Like papillary cancer, follicular cancer develops from the follicular cells and tends to grow slowly.

Variants of follicular thyroid cancer include insular carcinoma and Hurthle cell carcinoma of the thyroid. These tumors are less likely to concentrate radioactive iodine.


Medullary carcinoma of the thyroid originates from the thyroid parafollicular, or C cells. C cells produce a hormone called calcitonin, which can be measured and used as a marker of medullary carcinoma. Medullary carcinoma can occur "sporadically" with no association, with other endocrine diseases, or may have a genetic basis when associated with familial medullary carcinoma or the multiple endocrine neoplasia syndromes (MEN). Multiple endocrine neoplasia syndromes are a group of endocrine diseases that result from an inherited gene mutation. With multiple endocrine neoplasia syndromes which include medullary carcinoma of the thyroid, the adrenal glands, the parathyroid glands, and the surface of the mouth may be affected in addition to the thyroid.

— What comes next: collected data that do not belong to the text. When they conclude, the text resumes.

PR #5205, opened 2021-04-03
crypt: support timestamped filenames from --b2-versions (attempt 2)

### LINKED ISSUE #1627: --b2-versions doesn't work for crypt backed by B2

domyd:

Continues #4024.

Fixes #1627 

I refactored the versioning code into its own package `lib/version`, including the filename versioning tests in `backend/b2`.

While `rclone --b2-versions ls TestCryptB2:` would now correctly list all file versions in plaintext, `rclone --b2-versions copy TestCryptB2:testfile-v(...).txt tmp/` wouldn't work. That turned out to be due to `encryptFileName` not dealing with the versioned filenames, yet `decryptFileName` _does_, so I've also fixed that.

I'd also like to add some integration tests to check the interaction between `crypt` and `b2` - particularly for the `copy` issue I ran across - but I'm not sure how to go about it.

Yes, in the previous PR.

#### Checklist

* As noted above, an integration test between `crypt` and `b2` with `--b2-versions` is probably something we want.

### DIFF
--- a/backend/crypt/cipher_test.go
+++ b/backend/crypt/cipher_test.go
@@ -160,22 +160,29 @@ func TestEncryptFileName(t *testing.T) {
 	assert.Equal(t, "p0e52nreeaj0a5ea7s64m4j72s", c.EncryptFileName("1"))
 	assert.Equal(t, "p0e52nreeaj0a5ea7s64m4j72s/l42g6771hnv3an9cgc8cr2n1ng", c.EncryptFileName("1/12"))
 	assert.Equal(t, "p0e52nreeaj0a5ea7s64m4j72s/l42g6771hnv3an9cgc8cr2n1ng/qgm4avr35m5loi1th53ato71v0", c.EncryptFileName("1/12/123"))
+	assert.Equal(t, "p0e52nreeaj0a5ea7s64m4j72s-v2001-02-03-040506-123", c.EncryptFileName("1-v2001-02-03-040506-123"))
+	assert.Equal(t, "p0e52nreeaj0a5ea7s64m4j72s/l42g6771hnv3an9cgc8cr2n1ng-v2001-02-03-040506-123", c.EncryptFileName("1/12-v2001-02-03-040506-123"))
 	// Standard mode with directory name encryption off
 	c, _ = newCipher(NameEncryptionStandard, "", "", false)
 	assert.Equal(t, "p0e52nreeaj0a5ea7s64m4j72s", c.EncryptFileName("1"))
 	assert.Equal(t, "1/l42g6771hnv3an9cgc8cr2n1ng", c.EncryptFileName("1/12"))
 	assert.Equal(t, "1/12/qgm4avr35m5loi1th53ato71v0", c.EncryptFileName("1/12/123"))
+	assert.Equal(t, "p0e52nreeaj0a5ea7s64m4j72s-v2001-02-03-040506-123", c.EncryptFileName("1-v2001-02-03-040506-123"))
+	assert.Equal(t, "1/l42g6771hnv3an9cgc8cr2n1ng-v2001-02-03-040506-123", c.EncryptFileName("1/12-v2001-02-03-040506-123"))
 	// Now off mode
 	c, _ = newCipher(NameEncryptionOff, "", "", true)
 	assert.Equal(t, "1/12/123.bin", c.EncryptFileName("1/12/123"))
 	// Obfuscation mode
 	c, _ = newCipher(NameEncryptionObfuscated, "", "", true)
 	assert.Equal(t, "49.6/99.23/150.890/53.!!lipps", c.EncryptFileName("1/12/123/!hello"))
+	assert.Equal(t, "49.6/99.23/150.890/53-v2001-02-03-040506-123.!!lipps", c.EncryptFileName("1/12/123/!hello-v2001-02-03-040506-123"))
+	assert.Equal(t, "49.6/99.23/150.890/162.uryyB-v2001-02-03-040506-123.GKG", c.EncryptFileName("1/12/123/hello-v2001-02-03-040506-123.txt"))
 	assert.Equal(t, "161.\u00e4", c.EncryptFileName("\u00a1"))
 	assert.Equal(t, "160.\u03c2", c.EncryptFileName("\u03a0"))
 	// Obfuscation mode with directory name encryption off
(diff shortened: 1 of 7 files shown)


domyd:
I'm not sure what that Race test failure is about, seems like a flaky test? It passed the first time around.

ivandeex:
Most prominent flaky tests: cmd/mount cmd/cmount TestMaxTransfer/Cautious
Rerunning test suite: click "Rerun all jobs" from the "Check" tab. If you don't have permissions for that, the `git commit --amend --no-tedit; git push --force`

ivandeex:
@ncw can give good suggestions about adding integration tests

ncw (commented):
I'm finding this rather difficult to review...

Can you swap the order of the commits please? So the first commit is `b2: factor version handling into lib/version` and the second is `crypt: support timestamped filenames from --b2-versions`

Let me know if you need help with this. (I would `git reset HEAD~2` then commit the b2 + lib/versions changes then the crypt changes in two separate commits).

Thanks

domyd:
You're right, that makes much more sense. I was mostly concerned with preserving @wlritchi's commit, before I realized that there's a co-authoring feature. This should now be easier to review and still preserve authorship.

docs/content/b2.md
```diff
@@ -172,11 +172,6 @@ the file instead of hiding it.
 Old versions of files, where available, are visible using the 
 `--b2-versions` flag.
 
-**NB** Note that `--b2-versions` does not work with crypt at the
```
ncw, line 175: This feature should probably get a mention in the docs but not here!

backend/crypt/cipher_test.go
```diff
@@ -194,20 +197,37 @@ func TestDecryptFileName(t *testing.T) {
 		{NameEncryptionStandard, true, "p0e52nreeaj0a5ea7s64m4j72s/l42g6771hnv3an9cgc8cr2n1ng/qgm4avr35m5loi1th53ato71v0", "1/12/123", nil},
 		{NameEncryptionStandard, true, "p0e52nreeaj0a5ea7s64m4j72s/l42g6771hnv3an9cgc8cr2n1/qgm4avr35m5loi1th53ato71v0", "", ErrorNotAMultipleOfBlocksize},
 		{NameEncryptionStandard, false, "1/12/qgm4avr35m5loi1th53ato71v0", "1/12/123", nil},
+		{NameEncryptionStandard, true, "p0e52nreeaj0a5ea7s64m4j72s-v9999-99-99-000000-000", "", base32.CorruptInputError(26)},
```
ncw, line 200: I think I'd rather see some tests here with valid date suffixes too than your extra loop adding the suffixes programatically and checking them I think.

That would mean that if date suffix adding code changes we'll get a warning about it in the tests and we can see explicitly in the tests what we have.

lib/version/version.go
```diff
@@ -0,0 +1,52 @@
...
+package version
+
+import (
+	"path"
+	"regexp"
+	"strings"
+	"time"
+)
+
+const versionFormat = "-v2006-01-02-150405.000"
```
ncw, line 12: The exact number of significant figures here the `.000` depends on the backend. For b2 it is 3, if we implement this for AWS s3 it would probably be 9.

However 3 sig figs is probably enough and we shouldn't worry about it.

backend/crypt/cipher_test.go
```diff
@@ -194,20 +197,37 @@ func TestDecryptFileName(t *testing.T) {
...
+		timestampedExpected := version.Add(testSpec.expected, timestamp)
+		if testSpec.expectedErr != nil {
+			timestampedExpected = ""
+		}
+		for _, test := range []struct {
+			in          string
+			expected    string
+			expectedErr error
+		}{
+			{testSpec.in, testSpec.expected, testSpec.expectedErr},
```
ncw, line 222: I think this code is just a bit too clever - see comment above :-)

ncw (commented):
I think that is looking very nice.

Thanks for swizzling the commits and well done for figuring out the co-author feature.

I put a very small number of comments inline for you to look at.

I don't think this feature can ever clash with standard name encryption (as - isn't valid base32) or no name encryption. However it could clash with obfuscation...

Not sure what to do about that. Nothing probably as I think it is very unlikely.

docs/content/b2.md
domyd: I'm not quite sure what you mean. Since this is merely a bugfix for B2 users, the removal of this notice seems appropriate? Where else might I change the docs?

domyd:
I've made the requested changes to the tests, and also added a few more test cases.

Something I noticed is that the version adding is _really_ awkward on obfuscated file names (e.g. `hello-v2021-04-06-183434-000` turns into `20-v2021-04-06-183434-000.AxEEH`), due to how it tries to be clever with file extensions. I tried having `version.Add` put the version string at the end of the filename when using obfuscation, but that ended up not working since the b2 backend doesn't know when obfuscation is being used. Fixing that would require b2 - and any other backend using the version strings - to know about obfuscated file names somehow, not sure if it's worth? You'd only notice if you were to access the raw `crypt` backend with `--b2-versions` and obfuscation enabled, so it's probably really niche.

ncw:
> I've made the requested changes to the tests, and also added a few more test cases.

Thank you - this looks great now, I will merge it in a moment.
 
> Something I noticed is that the version adding is _really_ awkward on obfuscated file names (e.g. `hello-v2021-04-06-183434-000` turns into `20-v2021-04-06-183434-000.AxEEH`), due to how it tries to be clever with file extensions. I tried having `version.Add` put the version string at the end of the filename when using obfuscation, but that ended up not working since the b2 backend doesn't know when obfuscation is being used. Fixing that would require b2 - and any other backend using the version strings - to know about obfuscated file names somehow, not sure if it's worth? You'd only notice if you were to access the raw `crypt` backend with `--b2-versions` and obfuscation enabled, so it's probably really niche.

Yes you are right - the namespace for obfuscated names and versions overlaps which is annoying but I don't think we can do anything sensible about it.

Thank you for taking this up and finishing it.

enginefeeder101:
@domyd Thank you for making the effort and finishing the work started by @wlritchi
Hopefully this will hit stable soon, I am not fond of using the master branch on my main backup remote to retrieve old versions.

The manner of presentation is different when comparing the sporadic form usually presents with a solitary thyroid mass, whereas the hereditary form usually presents with bilateral thyroid masses in a multifocal fashion.

Medullary carcinoma can include multiple tumors in both lobes of the thyroid and frequently spreads to local lymph nodes, both in the neck and the mediastinum.

Patterns of distant spread usually occur late in the disease and involve the lungs, liver bones and adrenal gland.

Anaplastic thyroid cancer

Anaplastic thyroid cancer is a rare and fast-growing type of thyroid cancer.

Some genetic mutations are related to some thyroid cancers. Damage to DNA can cause these gene mutations due to changes that occur during the natural aging process, radiation exposure, or radiation treatments (as used in the past for skin conditions and head and neck conditions).

Anaplastic thyroid cancer typically occurs in older patients and accounts for less than 5% of all thyroid cancers. One-fifth of these patients may have a current history of another cancer, including a more common form of thyroid cancer. Anaplastic cancer is the most aggressive thyroid cancer. Local invasion and distant spread occur rapidly to other sites, including lymph nodes and the lungs.